---------- MATERIAL FOR THIS TASK ----------
PR #12528, opened 2023-04-14
perf(REL_OP): Replace token.children with token.rights or token.lefts

tanloong:
## Description

In some cases, not children at both the right and left side are relevant to the corresponding REL_OP. This PR limits the iteration range only to children on the required side.

### Types of change

Enhancement on the parsing speed of some REL_OPs

## Checklist


adrianeboyd:
Thanks, looks good!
----------
WHAT THE TASK REQUIRES » When you reach the line that holds "In some cases, not", please copy it and every line after it through the end of the listing, exactly and with no other lines.

ANSWER BOX »
In some cases, not children at both the right and left side are relevant to the corresponding REL_OP. This PR limits the iteration range only to children on the required side.

### Types of change

Enhancement on the parsing speed of some REL_OPs

## Checklist


adrianeboyd:
Thanks, looks good!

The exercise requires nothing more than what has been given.